▸ **ABOUT THIS EXERCISE**: Print exactly what the entries say, line by line, from the first line down to the one with "Currently, we only", inclusive.
-----
PR #299, opened 2025-07-03
Support other integer valued images

### LINKED ISSUE #298: Support other common integer pixel types
Currently, we only support loading and rendering of three image pixel types (uint8, uint16, float32).

Ideally, we should support any data type that is easily supportable by JS and WebGL. At a minimum, we should add int8 and uint32 as somewhat common scientific image pixel types, which are pixel types sometimes used for dense segmentation or label images (see #177).

The goal of this issue is to at least support int8 and uint32 image pixel types.

andy-sweet:
### Summary
This adds support for all integer valued images that can be supported as WebGL textures.

Instead of adding a pair of new image fragment shaders to handle signed ints, I defined template shaders to handle signed int, unsigned int, and float valued textures that depend on `#define` directives being injected into the source at runtime.

### Related Issue
Closes #298

### Tests & Checks
- I modified an existing example to add an int8 mask overlay and tested that.
- I manually tested the existing examples.


andy-sweet:
Still a work in progress because I'm unsure if a shader template + search/replace the defines is a good way to go here. I also need to test the newly added integer types other than int8.

andy-sweet:
@shlomnissan : I requested you as a reviewer because you've worked on more sophisticated versions of this and already made some related comments. Other reviews and comments are welcome.

packages/core/src/renderers/webgl_shader_program.ts
```diff
@@ -27,11 +28,27 @@ export class WebGLShaderProgram {
...
     this.link();
   }
 
+  private replaceSourceDefines(
+    source: string,
+    defines?: Map<string, string>
+  ): string {
+    if (!defines) return source;
+    for (const [key, value] of defines) {
+      source = source.replace(key, value);
```
andy-sweet: This is pretty fragile. I would prefer to just insert the `#define X Y` strings into the beginning of the shader source, but I didn't want to deal with weird corner cases related to the requirement of the version statement needing to be the first statement (e.g. shaders defined one line). Maybe we can make stronger assumptions about our shader sources?

andy-sweet:
@aganders3 : you might want to take a look at this you because I remember you had some thoughts about reusing shader code.

packages/core/src/renderers/shaders/scalar_image_frag.glsl
```diff
@@ -4,7 +4,9 @@ precision mediump float;
 
 layout (location = 0) out vec4 fragColor;
 
-uniform mediump usampler2D texture0;
+// SAMPLER_TYPE must be defined by the application using this shader.
+uniform mediump SAMPLER_TYPE texture0;
```
andy-sweet: When the underlying texture data is int32 or uint32, this might need to be highp instead of mediump to ensure that we're retaining the precision of those values. I'm not quite sure what WebGL2 does when you pass through a texture of uniform with higher-precision than the shader supports though and I haven't seen this cause an issue with 32-bit integers yet (but maybe I haven't run into a high enough value?).

packages/core/src/renderers/webgl_shader_program.ts
aganders3: I think I'd also prefer using `#define X Y`, but I think I understand your concern here. All our shaders currently use `#version 300 es` so perhaps we just include that along with any `#define` lines at the beginning?

aganders3 (commented):
In general this looks good, but I'd like to see what using the built-in preprocessor (#defines) looks like.

We could also use maps or something to clean up some of the long if/else and switch cases, but I don't mind them this way either.

packages/core/src/renderers/shaders/scalar_image_frag.glsl
aganders3: I don't _think_ the precision matters for integer textures unless we're doing linear filtering, but we might want `highp` for 32-bit floats. If not we should consider rescaling/recasting on the CPU to save GPU memory.

packages/core/examples/image_mask_overlay/main.ts
```diff
@@ -0,0 +1,95 @@
...
+  OrthographicCamera,
+  Region,
+  Color,
+  ImageSeriesLayer,
+} from "@";
+
+const imageUrl =
+  "https://files.cryoetdataportal.cziscience.com/10000/TS_041/Reconstructions/VoxelSpacing13.480/Tomograms/100/TS_041.zarr";
+const labelsUrl =
+  "https://files.cryoetdataportal.cziscience.com/10000/TS_041/Reconstructions/VoxelSpacing13.480/Annotations/114/membrane-1.0_segmentationmask.zarr";
```
shlomnissan: Nit
```suggestion
const baseUrl =
  "https://files.cryoetdataportal.cziscience.com/10000/TS_041/Reconstructions/VoxelSpacing13.480";
const imageUrl = `${baseUrl}/Tomograms/100/TS_041.zarr`;
const labelsUrl = `${baseUrl}/Annotations/114/membrane-1.0_segmentationmask.zarr`;
```

packages/core/examples/image_mask_overlay/main.ts
```diff
@@ -0,0 +1,95 @@
...
+
+const imageSource = new OmeZarrImageSource(imageUrl);
+const labelsSource = new OmeZarrImageSource(labelsUrl);
+
+const loader = await imageSource.open();
+const attributes = await loader.loadAttributes();
+const lods = attributes.length;
+const attributesForLastLod = attributes[lods - 1];
```
shlomnissan: We might want to add a computed property to retrieve the LOD, so instead of having `loadAttributes` return an array, it could return an object that provides access to the LOD number and perhaps even something like `attributesForLastLOD`. Also, the repeated use of `lods - 1` feels a bit redundant. I personally find it clear, but I’d also be fine assigning it to a variable for clarity.

packages/core/examples/image_mask_overlay/main.ts
```diff
@@ -0,0 +1,95 @@
...
+
+const zDimName = "z";
+const zAxisIndex = attributesForLastLod.dimensionNames.findIndex(
+  (dim) => dim === zDimName
+);
+const zScale = attributesForLastLod.scale[zAxisIndex];
+const zMin = 50 * zScale;
+const zMax = 75 * zScale;
```
shlomnissan: Where do these numbers come from? Maybe add a comment?

packages/core/examples/image_mask_overlay/main.ts
```diff
@@ -0,0 +1,95 @@
...
+    layer.setPosition(value);
+  }
+});
+
+for (const layer of layers) {
+  layer.preloadSeries();
+  layer.setPosition(slider.valueAsNumber);
+}
+
+const camera = new OrthographicCamera(0, 240 * zScale, 0, 232 * zScale);
```
shlomnissan: Same question about these numbers. I know this is just an example, but I have no idea how we pick these numbers by reading this file. Comments will help clarify.

packages/core/src/objects/renderable/image_renderable.ts
```diff
@@ -114,11 +114,37 @@ export class ImageRenderable extends RenderableObject {
...
       throw new Error("un-textured image not implemented");
     } else if (texture.type == "Texture2D") {
-      this.programName =
-        texture.dataType == "float" ? "floatImage" : "uintImage";
+      if (
+        texture.dataType == "byte" ||
+        texture.dataType == "int" ||
+        texture.dataType == "short"
+      ) {
+        this.programName = "intImage";
```
shlomnissan: I see this a bit differently. Since we're always using the same program and just passing different attributes to it, it makes more sense to define a `fragmentDefines` map here, rather than selecting different program names to represent the various fragment defines.

packages/core/src/objects/textures/channel.ts
```diff
@@ -69,10 +69,18 @@ function contrastLimitsFromTexture(texture: Texture): [number, number] {
     return [0, 1];
   }
   switch (texture.dataType) {
+    case "byte":
+      return [-128, 127];
+    case "short":
+      return [-32768, 32767];
```
shlomnissan: These ranges feel a bit out of place. I’d consider moving them closer to the data format definition, since they’re closely related.

packages/core/src/renderers/shaders/index.ts
```diff
@@ -13,34 +11,58 @@ export type Shader =
...
+  projectedLine: {
+    vertex: projectedLineVertexShader,
+    fragment: projectedLineFragmentShader,
+  },
+  points: {
+    vertex: pointsVertexShader,
+    fragment: pointsFragmentShader,
+  },
+  // TODO: consolidate image shaders
+  floatImage: {
```
shlomnissan: As mentioned above, all of these entries use the same vertex and fragment shaders, so they correspond to the same program. I think the "fragment defines" should be passed to wherever we resolve them, since each entry here represents a distinct program (i.e., a unique vertex/fragment combination).

packages/core/src/renderers/shaders/scalar_image_array_frag.glsl
```diff
@@ -4,7 +4,9 @@ precision mediump float;
 
 layout (location = 0) out vec4 fragColor;
 
-uniform mediump usampler2DArray texture0;
+// SAMPLER_TYPE must be defined by the application using this shader.
+uniform mediump SAMPLER_TYPE texture0;
```
shlomnissan: I think we should inject preprocessor `#defines` at the top of the shader code to maintain a valid structure, especially when using `#ifdef`/`#if` blocks. (I'm currently using a GLSL linter that flags the program as invalid without them.) This also makes it clearer that these values are defined externally. Otherwise, we’d need to add comments next to each unknown string to explain what they represent.

packages/core/src/renderers/shaders/scalar_image_frag.glsl
andy-sweet: I found this buried in the [GLES 3.0 spec](https://registry.khronos.org/OpenGL/specs/es/3.0/GLSL_ES_Specification_3.00.pdf):

> For the texture sampling functions, the precision of the return type matches the precision of the
sampler type.
```
uniform lowp sampler2D sampler;
highp vec2 coord;
...
lowp vec4 col = texture (sampler, coord); // texture() returns lowp
```

A case where I thought this would matter is if we're using the return value from `texture` (or `texelFetch`?) from the primary image data to look up a color value somewhere else (e.g. in a colormap stored in a uniform or a texture).

packages/core/src/renderers/webgl_shader_program.ts
shlomnissan: That’s a fair point. To avoid breaking the requirement that the `#version` directive must be the first line, what I’ve done in the past is insert a custom pragma like:

```glsl
#pragma inject_attributes
```

immediately after the version directive, and then replace that line with the needed `#define` statements. It keeps the GLSL structure valid and makes the injection point explicit and easy to reason about.

shlomnissan (changes requested):
I think this is a solid starting point, but I’d like to see a couple of things addressed:
- The implementation should produce valid GLSL code using #defines
- The concept of a shader program as a vertex/fragment shader pair should be preserved

I’m requesting changes for now so we can tackle these before merging. That said, I’m happy to move forward with it as long as we commit to a quick follow-up.

packages/core/src/renderers/webgl_shader_program.ts
andy-sweet: I like the `#pragma` idea. I'll implement that.

packages/core/src/renderers/shaders/scalar_image_array_frag.glsl
andy-sweet: Can you share the GLSL linter? I want to at least run it manually anyway to check my changes are good.

packages/core/src/renderers/shaders/index.ts
andy-sweet: > As mentioned above, all of these entries use the same vertex and fragment shaders, so they correspond to the same program.

They are using the same fragment shader template, but they actually need to provide the defines to specify a complete/valid shader, so technically they are not the same program (actually they are not even programs yet, just sources).

I think this is more than just nit-picking because the way `WebGLRenderer.getShaderProgram` is defined (i.e. it creates programs as needed), I think each record the `shaderCode` object must provide everything needed to compile a program rather the program itself (i.e. `WebGLRenderer.getShaderProgram` is the resolution time).

I might be a bit confused here, so I might reach out directly to clarify this. But I also want to avoid falling into a shader-composition rabbit hole in this PR.

packages/core/src/objects/renderable/image_renderable.ts
andy-sweet: Maybe linked to my confusion in [my other comment](https://github.com/chanzuckerberg/idetik/pull/299/files#r2211314622), but if they're defined here, how would `WebGLRenderer` or `WebGLShaderProgram` be aware of them? Would we change the interface `RenderableObject` to also include defines for the shader programs?

andy-sweet:
> I think this is a solid starting point, but I’d like to see a couple of things addressed:
> 
> * The implementation should produce valid GLSL code using #defines
> * The concept of a shader program as a vertex/fragment shader pair should be preserved
> 
> I’m requesting changes for now so we can tackle these before merging. That said, I’m happy to move forward with it as long as we commit to a quick follow-up.

I think I addressed your main concerns with the latest commits, so let me know if I got the general gist. But still need to address some of the smaller ones, which I should be able to do tomorrow morning.

packages/core/src/renderers/shaders/scalar_image_frag.glsl
aganders3: Yeah I think you're right - I was thinking of the precision but it would also affect the range of values.

packages/core/src/renderers/webgl_renderer.ts
```diff
@@ -181,18 +183,20 @@ export class WebGLRenderer extends Renderer {
     this.gl.depthFunc(this.gl.LEQUAL);
   }
 
-  private getShaderProgram(type: Shader) {
-    if (!this.shaders_.has(type)) {
+  private getShaderProgram(props: ProgramProps) {
+    if (!this.shaders_.has(props)) {
```
andy-sweet: I think this will create a WebGLShaderProgram per RenderableObject instance, which is not what we want. Instead we need the props/key to be something that has the same hash when it has the same values (e.g. like a string composited from the props).

packages/core/src/renderers/shaders/index.ts
```diff
@@ -14,10 +12,14 @@ export type Shader =
...
   | "points"
   | "wireframe"
-  | "floatImage"
-  | "floatImageArray"
-  | "uintImage"
-  | "uintImageArray";
+  | "scalarImage"
+  | "scalarImageArray";
+
+export type ProgramProps = {
```
andy-sweet: The terminology here is bit confusing.

`Shader` defines a name that identifies a program's shaders' source code.

Whereas `ProgramProps` defines the properties needed to define a program (i.e. the shaders' source code and any defines).

If I'm confused about this, then maybe I should rename `ProgramProps` to `ShaderProps`?

Otherwise, maybe we should consider renaming `Shader` to `Program` and `shaderCode` to `programCode`?

packages/core/examples/image_mask_overlay/main.ts
andy-sweet: Agreed. I'm probably going to add a mask layer to one of the existing examples rather than add an entirely new one so that I can reuse some the example's non-trivial logic, which is better explained.

packages/core/src/objects/renderable/image_renderable.ts
shlomnissan: Yes, I will respond to the other comment.

packages/core/src/renderers/shaders/index.ts
shlomnissan: We already discussed this over Slack but I'm adding information here for future reference.

shlomnissan: Copied directly from Slack:

That’s a reasonable response and I think I might be missing your intent behind this setup. Also my original comment leaned a bit too much into semantics without clearly expressing the actual concern (which isn’t a major one in the short term): Technically, each unique set of `#defines` constitutes a different shader program—what I’d consider a program permutation. While the template remains the same, the defines themselves shouldn't be limited to just data types in the long run. For example, we might introduce defines like `USE_INSTANCING`, `USE_FLATSHADED`, or even ones with specific values like `SCALE` or `SIZE`. Each of these combinations would result in a distinct program, but their configuration will come externally—from the needs of the layer or renderable object—not from within the `shaderCode` object itself.

Another way to put it is that we can treat entries in the `shaderCode` object as program templates, where the configuration of each template should be determined by external properties — the sampler type should depend on the texture's underlying data type.

This is how Three.js injects defines
https://github.com/mrdoob/three.js/blob/dev/src/renderers/webgl/WebGLProgram.js#L534

Before an object is rendered, a "parameters" object is created with different configuration that depends on a variety of things: material (to choose the template), individual configuration for the material, lighting, cameras, unique features, etc. Then, this parameters object is passed to the program which reads these values and injects the right defines accordingly.

packages/core/src/renderers/shaders/scalar_image_array_frag.glsl
shlomnissan: I'm using the [GLSL Lint VSCode plugin](https://marketplace.visualstudio.com/items?itemName=dtoplak.vscode-glsllint). It depends on [glslang](https://github.com/KhronosGroup/glslang) which provides the GLSL code validation so it needs to be installed first. You can either build it from source or download a binary and then point the VSCode plugin to the executable. It's not the best linter, but it's good enough.

packages/core/examples/image_mask_overlay/main.ts
```diff
@@ -41,17 +43,33 @@ const channelProps: ChannelProps[] = [
...
+const imageLayer = new ImageSeriesLayer({
+  source: imageSource,
   region,
   seriesDimensionName: zDimName,
   channelProps,
 });
 
-layer.addStateChangeCallback((newState: LayerState) => {
+imageLayer.addStateChangeCallback((newState: LayerState) => {
   stateEl!.textContent = newState;
```
shlomnissan: I think this this assertion (`!`) is unnecessary.

packages/core/src/core/renderable_object.ts
```diff
@@ -3,16 +3,15 @@ import { Geometry } from "../core/geometry";
...
+import { ProgramProps } from "../renderers/shaders";
 
 export abstract class RenderableObject extends Node {
   public wireframeEnabled = false;
   private readonly textures_: Texture[] = [];
   private readonly transform_ = new TrsTransform();
   private geometry_ = new Geometry();
   private wireframeGeometry_: WireframeGeometry | null = null;
-  private programName_: Shader | null = null;
+  private programProps_: ProgramProps | null = null;
```
shlomnissan: I think `ProgramProps` should live outside the renderable object, since its configuration may depend on other entities in the future. For instance, while we currently apply transparency at the layer level (which may not be ideal), I could see us supporting more advanced blending techniques that require conditional logic in shaders mapped through defines. To support that flexibility, a more common structure would be:

- `ProgramProps` becomes its own class.
- Its constructor accepts a renderable object (and eventually could take in a layer, camera, or other context).
- The constructor is responsible for setting up all the properties that define the shader program permutation.
- During the render loop, the renderer creates a `ProgramProps` instance using the relevant input object.
- This instance is then passed into `WebGLShaderPrograms::get`, as you're doing now.

Also, in a future PR, we could hash the `ProgramProps` values to cache and reuse shader permutations more efficiently.

This isn’t a blocking concern, in the short-term we only need the renderable object to configure program props, but if you’re aligned with this direction, it may be worth making this change now rather than refactoring later.

packages/core/src/objects/renderable/image_renderable.ts
```diff
@@ -49,7 +61,7 @@ export class ImageRenderable extends RenderableObject {
 
   public addTexture(texture: Texture) {
     super.addTexture(texture);
-    this.setProgramName();
+    this.updateProgramProps();
```
shlomnissan: If you construct the program properties in the render loop, you won't need to keep track of updates, and since `ProgramProps` is just a POD, I don't think we need to worry about perf.

packages/core/src/renderers/shaders/index.ts
```diff
@@ -14,10 +12,14 @@ export type Shader =
...
+  name: Shader;
+  vertexDefines?: ReadonlyArray<[string, string]>;
+  fragmentDefines?: ReadonlyArray<[string, string]>;
```
shlomnissan: - I think explicitly defining the possible properties makes the code much easier to understand and maintain. It also leads to more consistent and predictable hashing for program permutations.
- I'm not sure we need to separate `vertexDefines` and `fragmentDefines`
- Also, I think `webgl_shader_program.ts` might be a better place for this type?

With that in mind, I’d suggest refactoring to something like this:

```ts
class ProgramProps {
  public name: string;
  public textureDataType?: ...;

  constructor(name: string, object: RenderableObject) {
    this.name = name;

    if (object.textures.length) {
      // Set textureDataType or other defines
    }
  }
}
```

packages/core/src/renderers/webgl_shader_programs.ts
```diff
@@ -0,0 +1,54 @@
...
+
+function programKey(props: ProgramProps): string {
+  const vertexDefines = props.vertexDefines
+    ? props.vertexDefines.join(",")
+    : "";
+  const fragmentDefines = props.fragmentDefines
+    ? props.fragmentDefines.join(",")
+    : "";
+  return `${props.name}:${vertexDefines}:${fragmentDefines}`;
+}
```
shlomnissan: Ahh yes! You already thought about this :)

The reason I think that hard-coding the properties (instead of using arrays) is better, is because _I think_ the current program key generation is order-dependent?

shlomnissan (commented):
I think we are very close. I left a couple of suggestions to consider/discuss before approving.

packages/core/src/renderers/webgl_shader_programs.ts
andy-sweet: Yes, that's right. I could sort them, but I don't like that as the defines could get pretty large. I like your idea of hard-coding the defines or the properties that effectively specify them, so let me go that route instead.

packages/core/examples/image_mask_overlay/main.ts
andy-sweet: Removed.

packages/core/src/core/renderable_object.ts
andy-sweet: I'm going to hold off on defining a constructor that accepts a `RenderableObject` because that inverts the current design of a `RenderableObject` choosing what program it uses, and is worthy of a more well thought-out change than this PR.

Ultimately, I want it to be easy to reason about how a renderable object is rendered (e.g. I want to be able to a read its shader code without too much mental gymnastics). I think this PR has already drifted away from that, and I think the suggestion above might make things even worse without careful consideration.

I'm going to the current form of this PR as far as it go and then also consider rolling some of these changes back a bit in a less dramatic PR.

andy-sweet:
After experimenting with doing something a bit more complex (see my [shader-programs](https://github.com/chanzuckerberg/idetik/compare/andy-sweet/shader-programs?expand=1) branch), I decided to roll this back to something closer its original crude form.

Compared to that original form, I use `#define` directives instead of search/replace, which should be more robust. The `shaderCode` record remains verbose, but is easy enough to reason about.

If we need something more complex (i.e. as we add more defines and variants of shaders), I think that effort warrants more design thought than can be captured in this one PR.

I appreciate the comments here, which helped me understand the current state of things a little better. Agreed with @shlomnissan that `RenderableObject.programName` doesn't really belong in `RenderableObject`, I think because it couples that to some kind of GL renderer (through the GLSL shader sources). But again, that feels out of scope for the goal here. I think a better time to address that is when we get more serious about introducing a second renderer (e.g. WebGPU).

shlomnissan (approved):

andy-sweet:
@aganders3 : as you wanted to see how this looks with `#define` directives and there have been some other updates + discussion, I'll wait for you to take another look before merging. I also modified an example that I think you originally wrote instead of introducing a new one - let me know if you'd like to change that.

packages/core/src/renderers/webgl_shader_programs.ts
```diff
@@ -0,0 +1,51 @@
...
+    return program;
+  }
+}
+
+function replaceSourceDefines(
+  source: string,
+  defines?: ReadonlyArray<[string, string]>
+): string {
+  if (defines === undefined) return source;
+  const definesSource = defines
```
aganders3: I'm not totally sure this would work nor how valuable it may be, but there's also a `#line` [GLSL preprocessor directive](https://www.khronos.org/opengl/wiki/Core_Language_(GLSL)#Preprocessor_directives) you might be able to add here with something like:

`#line __LINE__ - {defines.length}`

packages/core/src/renderers/shaders/index.ts
```diff
@@ -14,40 +12,59 @@ export type Shader =
...
-    uintImageArray: {
-      vertex: meshVertexShader,
-      fragment: uintImageArrayFragmentShader,
-    },
-  };
+type ShaderCode = {
+  vertex: string;
+  vertexDefines?: ReadonlyArray<[string, string]>;
+  fragment: string;
+  fragmentDefines?: ReadonlyArray<[string, string]>;
```
aganders3: nit: Would it be possible/preferable to use `ReadonlyMap` instead?

aganders3 (approved):
Looks good to me!

packages/core/src/renderers/shaders/scalar_image_frag.glsl
aganders3: I think this would be possible now with the infrastructure you added. You don't need to add it here but maybe create an issue in case we run into it?

packages/core/src/renderers/webgl_shader_programs.ts
andy-sweet: I assume the potential benefit is accurate line numbers in error messages and similar? I'll take a quick look into it.

packages/core/src/renderers/shaders/index.ts
andy-sweet: Sure, it was a ReadonlyMap at some point, so happy to bring it back.

andy-sweet: Oh wait, I was thinking of something else. What's the motivation behind a Map here? In our version of JS, it's slightly more annoying to iterate over a map than an array when this actually gets used.

aganders3: The motivation is purely that it feels more semantic/intuitive, but if it's more annoying in some way no worries.

packages/core/src/renderers/webgl_shader_programs.ts
andy-sweet: I added this, but note there are other things that can cause the line number to be misreported (e.g. the combination of our current import and vite configs seem to remove comments, which can remove lines).

packages/core/src/renderers/shaders/index.ts
andy-sweet: It requires an extra array when generating the string, but changed this to a `ReadonlyMap` to make it easier to think about here.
-----
▸ **WORKED SOLUTION**:
PR #299, opened 2025-07-03
Support other integer valued images

### LINKED ISSUE #298: Support other common integer pixel types
Currently, we only support loading and rendering of three image pixel types (uint8, uint16, float32).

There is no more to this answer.